Issue #377, opened 2022-10-15
New Component: Autocomplete


endigo9740:
![ref](https://uploads.sitepoint.com/wp-content/uploads/2021/01/1611572201datalist-country.gif)

### Describe what feature you'd like. Pseudo-code, mockups, or screenshots of similar solutions are encouraged!

I'm marking this as a "feature" because I don't know if it should be a component or action yet. Perhaps a combination of the two, then treated as a utility?

General idea is when typing in an input you should see a list of suggested values. The HTML5 DataList can handle this, but I'm not sure about browse support and visual styling. Please review and discuss the capabilities with other contributors before implementing. Functionality matters first and foremost though.

If at all possible we should avoid reinventing the wheel here and creating this custom. However, if that is our only practical solution we can consider it. But again, let's review our options before a final decision is made!

### What type of pull request would this be?

New Feature

### Any links to similar examples or other references we should review?

Datalist Guide:
https://www.sitepoint.com/html5-datalist-autocomplete/

MDN reference:
https://developer.mozilla.org/en-US/docs/Web/HTML/Element/datalist

Mantine reference:
https://mantine.dev/core/autocomplete/

endigo9740:
After some research and testing, auto-complete is available in Chrome/Safari/Firefox, however they not really intended to be styled. Each browser has its own UI and styling. Unfortunately, if we wish to use this for our search modal we'll need to implement our own version of this.

bato3:
I would like to propose [attractions](https://github.com/illright/attractions/tree/main/attractions/autocomplete) as an reference.

Example: https://illright.github.io/attractions//docs/components/autocomplete

endigo9740:
Awesome, thank you @bato3!

xmlking:
https://mskocik.github.io/svelecte/
I wish this component can be customize with tailwind css, that is why I want this component offered in skeleton

robotcorner:
> https://mskocik.github.io/svelecte/

This would be an awesome place to start. Talk about doing one thing seemingly really well.

huntabyte:
@endigo9740 - I will take a stab at this one.

endigo9740:
@huntabyte For sure go for it, the only thing I might suggest is seeing if we use this in some fashion for our doc search. The next few components I have slated to work on were all selected because they have place in the docs.

I'm 100% ok with the design changing (function > form here), but just a heads up of the intention!

endigo9740:
[...]

PR #758, opened 2023-01-03
Add Autocomplete component

huntabyte:
## Before submitting the PR:

## What does your PR address?

This is only the initial groundwork for the Autocomplete component. This component is quite the beast when you think about the different ways a developer may want to use it, which we'd ideally like to support and prevent as many destructive errors from occurring on our side as we can.

At this moment, there are many things I will probably change once I have some more time to dive a bit deeper and I greatly welcome any feedback/refactoring tips, as most of this work was done around 2 am.

Some of the things that it supports at this moment (each of which will require further testing of course):
* Supports passing an asynchronous function to retrieve the data from an external source, such as an API
  * Covers both generator functions and regular functions
  * Debounce using user-defined props `delay` and `minCharactersToSearch` 
* Supports passing either an array of objects or an array of values as `items`. The component logic is able to determine which it is working with and function accordingly
  * If an array of objects is passed, the user can also set which properties will be used as the `label` and `value`
  * Users can also provide their own custom functions to construct the `label`, `value`, and `keywords`. `keywords` are used for filtering based on `x` different properties
  * Some baseline protection was added to deal with unpredictable data (especially if coming from an API), but more eyes/testing is required to say its complete.
* Hidden select input is populated with the selected values to enable this component to be submitted within a standard form.
  * `selectedItemValues` and `selectedItems` are provided as props to enable the user to `bind:localVar={selectedItemValues}`, etc.
  * Props to set select attributes are also provided `selectName`, `selectId`, `multiple`.
* Multiple selections using some logic from the `InputChips` component.
  * If `multiple`, users can pass a prop to `allowDuplicates` which informs the component to allow duplicate value selections, otherwise, they are ignored.

Some of the things I haven't had the time to handle just yet:
* Styles - at the moment I just slapped some random styles that looked decent enough for an initial concept.
* Docs - this of course will be pieced together once the component is complete. Right now there is just a test page to show the component to the maintainers
* Tests - this will also come once things are cleaned up a bit and we have an agreed way forward.

Things I know are currently flawed that I will begin to work on this week:
- [ ] Dropdown navigation can break if certain key combinations are pressed. Need to clean up the keymaps and isolate the issue there.
- [ ] Dropdown should probably show *something* (if not asynchronous of course) if the user doesn't match any results. Will probably add this as props with a `boolean` to show it and then some custom `noResultsText` or something like that.

Fixes: #377


endigo9740:
Thanks @huntabyte, I'll aim to do a deeper review tomorrow. Only quickly bit of feedback is make sure to link the component in the site nav so it's easier to find. You can add this quickly using the `links.ts` file.

huntabyte:
> Thanks @huntabyte, I'll aim to do a deeper review asap. Only quickly bit of feedback is make sure to link the component in the site nav so it's easier to find. You can add this quickly using the `links.ts` file.

Added to Nav ✅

▶ [Work to complete] Here the job is to transcribe the lines from the first line of the data through the line containing "### Describe what", inclusive, exactly and with nothing else.

▶ [Answer to the exercise]
Issue #377, opened 2022-10-15
New Component: Autocomplete


endigo9740:
![ref](https://uploads.sitepoint.com/wp-content/uploads/2021/01/1611572201datalist-country.gif)

### Describe what feature you'd like. Pseudo-code, mockups, or screenshots of similar solutions are encouraged!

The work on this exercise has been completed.